# [WHAT TO WORK ON]
Extract all of the entries and give them again, word for word.

··· SUPPLIED INFORMATION

PR #2828, opened 2019-09-30
[WIP] Removed fast copy funcs from ps_point and dependents

SteveBronder:
#### Submission Checklist

#### Summary

fast_vector_copy and fast_matrix_copy of ps_point were removed. Those functions were doing a resize on the lhs vector and then a `memcopy` in. I'll do a speedtest but I'd be suprised if that beat default behavior

#### Intended Effect

Code removal

#### How to Verify

Performance tests tbd

#### Side Effects

Hopefully none!

#### Copyright and Licensing

### DIFF
--- a/src/stan/mcmc/hmc/hamiltonians/ps_point.hpp
+++ b/src/stan/mcmc/hmc/hamiltonians/ps_point.hpp
@@ -16,55 +16,34 @@ using Eigen::Dynamic;
  * Point in a generic phase space
  */
 class ps_point {
-  friend class ps_point_test;
 
  public:
-  explicit ps_point(int n) : q(n), p(n), V(0), g(n) {}
-
-  ps_point(const ps_point& z)
-      : q(z.q.size()), p(z.p.size()), V(z.V), g(z.g.size()) {
-    fast_vector_copy_<double>(q, z.q);
-    fast_vector_copy_<double>(p, z.p);
-    fast_vector_copy_<double>(g, z.g);
-  }
-
-  ps_point& operator=(const ps_point& z) {
-    if (this == &z)
-      return *this;
-
-    fast_vector_copy_<double>(q, z.q);
-
-    V = z.V;
-
-    fast_vector_copy_<double>(p, z.p);
-    fast_vector_copy_<double>(g, z.g);
-
-    return *this;
-  }
+  explicit ps_point(int n) : q(n), p(n), g(n) {}
 
   Eigen::VectorXd q;
   Eigen::VectorXd p;
-
-  double V;
   Eigen::VectorXd g;
+  double V{0};
 
-  virtual void get_param_names(std::vector<std::string>& model_names,
-                               std::vector<std::string>& names) {
+  virtual inline void get_param_names(std::vector<std::string>& model_names,
+                                      std::vector<std::string>& names) {
+    names.reserve(q.size() + p.size() + g.size());
     for (int i = 0; i < q.size(); ++i)
-      names.push_back(model_names.at(i));
-    for (int i = 0; i < q.size(); ++i)
-      names.push_back(std::string("p_") + model_names.at(i));
-    for (int i = 0; i < q.size(); ++i)
-      names.push_back(std::string("g_") + model_names.at(i));
+      names.emplace_back(model_names[i]);
+    for (int i = 0; i < p.size(); ++i)
+      names.emplace_back(std::string("p_") + model_names[i]);
+    for (int i = 0; i < g.size(); ++i)
+      names.emplace_back(std::string("g_") + model_names[i]);
   }
 
-  virtual void get_params(std::vector<double>& values) {
+  virtual inline void get_params(std::vector<double>& values) {
+    values.reserve(q.size() + p.size() + g.size());
     for (int i = 0; i < q.size(); ++i)
-      values.push_back(q(i));
-    for (int i = 0; i < q.size(); ++i)
-      values.push_back(p(i));
-    for (int i = 0; i < q.size(); ++i)
-      values.push_back(g(i));
+      values.push_back(q[i]);
+    for (int i = 0; i < p.size(); ++i)
+      values.push_back(p[i]);
+    for (int i = 0; i < g.size(); ++i)
+      values.push_back(g[i]);
   }
 
   /**
@@ -73,28 +52,6 @@ class ps_point {
    * @param writer writer callback
    */
   virtual inline void write_metric(stan::callbacks::writer& writer) {}
-
- protected:
-  template <typename T>
-  static inline void fast_vector_copy_(
-      Eigen::Matrix<T, Dynamic, 1>& v_to,
-      const Eigen::Matrix<T, Dynamic, 1>& v_from) {
-    int sz = v_from.size();
-    v_to.resize(sz);
-    if (sz > 0)
-      std::memcpy(&v_to(0), &v_from(0), v_from.size() * sizeof(double));
-  }
-
-  template <typename T>
-  static inline void fast_matrix_copy_(
-      Eigen::Matrix<T, Dynamic, Dynamic>& v_to,
-      const Eigen::Matrix<T, Dynamic, Dynamic>& v_from) {
-    int nr = v_from.rows();
-    int nc = v_from.cols();
-    v_to.resize(nr, nc);
-    if (nr > 0 && nc > 0)
-      std::memcpy(&v_to(0), &v_from(0), v_from.size() * sizeof(double));
-  }
 };
 
 }  // namespace mcmc
--- a/src/stan/mcmc/hmc/hamiltonians/ps_point.hpp
+++ b/src/stan/mcmc/hmc/hamiltonians/ps_point.hpp
@@ -16,7 +16,6 @@ using Eigen::Dynamic;
  * Point in a generic phase space
  */
 class ps_point {
-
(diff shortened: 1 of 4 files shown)


src/stan/mcmc/hmc/hamiltonians/ps_point.hpp
```diff
@@ -16,55 +16,33 @@ using Eigen::Dynamic;
...
+  virtual inline void get_param_names(std::vector<std::string>& model_names,
+                                      std::vector<std::string>& names) {
+    names.reserve(q.size() + p.size() + g.size());
     for (int i = 0; i < q.size(); ++i)
-      names.push_back(std::string("g_") + model_names.at(i));
+      names.emplace_back(model_names[i]);
+    for (int i = 0; i < p.size(); ++i)
+      names.emplace_back(std::string("p_") + model_names[i]);
+    for (int i = 0; i < g.size(); ++i)
+      names.emplace_back(std::string("g_") + model_names[i]);
```
SteveBronder: Are `q`, `p`, and `g` always intended to be the same size? If so we can just put a check for that at the top of this and have one for loop

betanalpha: Yeah, they should all be the same size.

betanalpha:
So what happens without the explicit copy constructor?  Are the implicit constructors start enough to avoid shallow copies?  If so are the implicit deep copies sufficiently fast? 

Also there are points in the code where the base ps_point copy constructor is explicitly called (in order to avoid copying the metric and another higher-level information that isn't needed) -- will this behave as expected?

Could you do a simple C++ example demonstrating equivalent (or reasonably similar) assembly or some empirical tests that the default copy constructors are the same speed?  Sorry for the ask, but there was a significant difference when the fast_copy was first introduced and I want to verify that the implicit defaults have improved enough that the fast_copy's can be dropped.

SteveBronder:
> So what happens without the explicit copy constructor? 

implicit constructor is created!

> Are the implicit constructors start enough to avoid shallow copies? 

I'm guessing by start you mean smart and yes if you ask for a copy it will def give you a copy.

> If so are the implicit deep copies sufficiently fast?

Is it fast? Probably! I'll do a godbolt tmrw to show a bit of this. It would be something like

```cpp
  ps_point(const ps_point& z)
      : q(z.q), p(z.p), V(z.V), g(z.g) {}
```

······

# [TASK SOLUTION]
PR #2828, opened 2019-09-30
[WIP] Removed fast copy funcs from ps_point and dependents

SteveBronder:
#### Submission Checklist

#### Summary

fast_vector_copy and fast_matrix_copy of ps_point were removed. Those functions were doing a resize on the lhs vector and then a `memcopy` in. I'll do a speedtest but I'd be suprised if that beat default behavior

#### Intended Effect

Code removal

#### How to Verify

Performance tests tbd

#### Side Effects

Hopefully none!

#### Copyright and Licensing

### DIFF
--- a/src/stan/mcmc/hmc/hamiltonians/ps_point.hpp
+++ b/src/stan/mcmc/hmc/hamiltonians/ps_point.hpp
@@ -16,55 +16,34 @@ using Eigen::Dynamic;
  * Point in a generic phase space
  */
 class ps_point {
-  friend class ps_point_test;
 
  public:
-  explicit ps_point(int n) : q(n), p(n), V(0), g(n) {}
-
-  ps_point(const ps_point& z)
-      : q(z.q.size()), p(z.p.size()), V(z.V), g(z.g.size()) {
-    fast_vector_copy_<double>(q, z.q);
-    fast_vector_copy_<double>(p, z.p);
-    fast_vector_copy_<double>(g, z.g);
-  }
-
-  ps_point& operator=(const ps_point& z) {
-    if (this == &z)
-      return *this;
-
-    fast_vector_copy_<double>(q, z.q);
-
-    V = z.V;
-
-    fast_vector_copy_<double>(p, z.p);
-    fast_vector_copy_<double>(g, z.g);
-
-    return *this;
-  }
+  explicit ps_point(int n) : q(n), p(n), g(n) {}
 
   Eigen::VectorXd q;
   Eigen::VectorXd p;
-
-  double V;
   Eigen::VectorXd g;
+  double V{0};
 
-  virtual void get_param_names(std::vector<std::string>& model_names,
-                               std::vector<std::string>& names) {
+  virtual inline void get_param_names(std::vector<std::string>& model_names,
+                                      std::vector<std::string>& names) {
+    names.reserve(q.size() + p.size() + g.size());
     for (int i = 0; i < q.size(); ++i)
-      names.push_back(model_names.at(i));
-    for (int i = 0; i < q.size(); ++i)
-      names.push_back(std::string("p_") + model_names.at(i));
-    for (int i = 0; i < q.size(); ++i)
-      names.push_back(std::string("g_") + model_names.at(i));
+      names.emplace_back(model_names[i]);
+    for (int i = 0; i < p.size(); ++i)
+      names.emplace_back(std::string("p_") + model_names[i]);
+    for (int i = 0; i < g.size(); ++i)
+      names.emplace_back(std::string("g_") + model_names[i]);
   }
 
-  virtual void get_params(std::vector<double>& values) {
+  virtual inline void get_params(std::vector<double>& values) {
+    values.reserve(q.size() + p.size() + g.size());
     for (int i = 0; i < q.size(); ++i)
-      values.push_back(q(i));
-    for (int i = 0; i < q.size(); ++i)
-      values.push_back(p(i));
-    for (int i = 0; i < q.size(); ++i)
-      values.push_back(g(i));
+      values.push_back(q[i]);
+    for (int i = 0; i < p.size(); ++i)
+      values.push_back(p[i]);
+    for (int i = 0; i < g.size(); ++i)
+      values.push_back(g[i]);
   }
 
   /**
@@ -73,28 +52,6 @@ class ps_point {
    * @param writer writer callback
    */
   virtual inline void write_metric(stan::callbacks::writer& writer) {}
-
- protected:
-  template <typename T>
-  static inline void fast_vector_copy_(
-      Eigen::Matrix<T, Dynamic, 1>& v_to,
-      const Eigen::Matrix<T, Dynamic, 1>& v_from) {
-    int sz = v_from.size();
-    v_to.resize(sz);
-    if (sz > 0)
-      std::memcpy(&v_to(0), &v_from(0), v_from.size() * sizeof(double));
-  }
-
-  template <typename T>
-  static inline void fast_matrix_copy_(
-      Eigen::Matrix<T, Dynamic, Dynamic>& v_to,
-      const Eigen::Matrix<T, Dynamic, Dynamic>& v_from) {
-    int nr = v_from.rows();
-    int nc = v_from.cols();
-    v_to.resize(nr, nc);
-    if (nr > 0 && nc > 0)
-      std::memcpy(&v_to(0), &v_from(0), v_from.size() * sizeof(double));
-  }
 };
 
 }  // namespace mcmc
--- a/src/stan/mcmc/hmc/hamiltonians/ps_point.hpp
+++ b/src/stan/mcmc/hmc/hamiltonians/ps_point.hpp
@@ -16,7 +16,6 @@ using Eigen::Dynamic;
  * Point in a generic phase space
  */
 class ps_point {
-
(diff shortened: 1 of 4 files shown)


src/stan/mcmc/hmc/hamiltonians/ps_point.hpp
```diff
@@ -16,55 +16,33 @@ using Eigen::Dynamic;
...
+  virtual inline void get_param_names(std::vector<std::string>& model_names,
+                                      std::vector<std::string>& names) {
+    names.reserve(q.size() + p.size() + g.size());
     for (int i = 0; i < q.size(); ++i)
-      names.push_back(std::string("g_") + model_names.at(i));
+      names.emplace_back(model_names[i]);
+    for (int i = 0; i < p.size(); ++i)
+      names.emplace_back(std::string("p_") + model_names[i]);
+    for (int i = 0; i < g.size(); ++i)
+      names.emplace_back(std::string("g_") + model_names[i]);
```
SteveBronder: Are `q`, `p`, and `g` always intended to be the same size? If so we can just put a check for that at the top of this and have one for loop

betanalpha: Yeah, they should all be the same size.

betanalpha:
So what happens without the explicit copy constructor?  Are the implicit constructors start enough to avoid shallow copies?  If so are the implicit deep copies sufficiently fast? 

Also there are points in the code where the base ps_point copy constructor is explicitly called (in order to avoid copying the metric and another higher-level information that isn't needed) -- will this behave as expected?

Could you do a simple C++ example demonstrating equivalent (or reasonably similar) assembly or some empirical tests that the default copy constructors are the same speed?  Sorry for the ask, but there was a significant difference when the fast_copy was first introduced and I want to verify that the implicit defaults have improved enough that the fast_copy's can be dropped.

SteveBronder:
> So what happens without the explicit copy constructor? 

implicit constructor is created!

> Are the implicit constructors start enough to avoid shallow copies? 

I'm guessing by start you mean smart and yes if you ask for a copy it will def give you a copy.

> If so are the implicit deep copies sufficiently fast?

Is it fast? Probably! I'll do a godbolt tmrw to show a bit of this. It would be something like

```cpp
  ps_point(const ps_point& z)
      : q(z.q), p(z.p), V(z.V), g(z.g) {}
```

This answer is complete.